PR #6308, opened 2017-02-03
Do not prefer empty MAC address

jasontedor:
Motivation:

When comparing MAC addresses searching for the best MAC address, if locally-administered address (e.g., from a Docker container) is compared against an empty MAC address, the empty MAC address will be marked as preferred. In cases this is the only available MAC address, this leaves Netty using a random machine ID instead of using a perfectly valid machine ID from the locally-adminstered address.

Modifications:

This commit modifies the MAC address logic so that the empty MAC address is not preferred over a locally-administered address. This commit also simplifies the comparison logic here.

Result:

Empty MAC addresses will not be preferred over locally-administered addresses thus permitting the default machine ID to be the locally-adminstered MAC address if it is the only available MAC address.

_EXERCISE BRIEF_.
An exact, complete copy of the data is the only acceptable answer.

_YOUR RESPONSE_.
PR #6308, opened 2017-02-03
Do not prefer empty MAC address

jasontedor:
Motivation:

When comparing MAC addresses searching for the best MAC address, if locally-administered address (e.g., from a Docker container) is compared against an empty MAC address, the empty MAC address will be marked as preferred. In cases this is the only available MAC address, this leaves Netty using a random machine ID instead of using a perfectly valid machine ID from the locally-adminstered address.

Modifications:

This commit modifies the MAC address logic so that the empty MAC address is not preferred over a locally-administered address. This commit also simplifies the comparison logic here.

Result:

Empty MAC addresses will not be preferred over locally-administered addresses thus permitting the default machine ID to be the locally-adminstered MAC address if it is the only available MAC address.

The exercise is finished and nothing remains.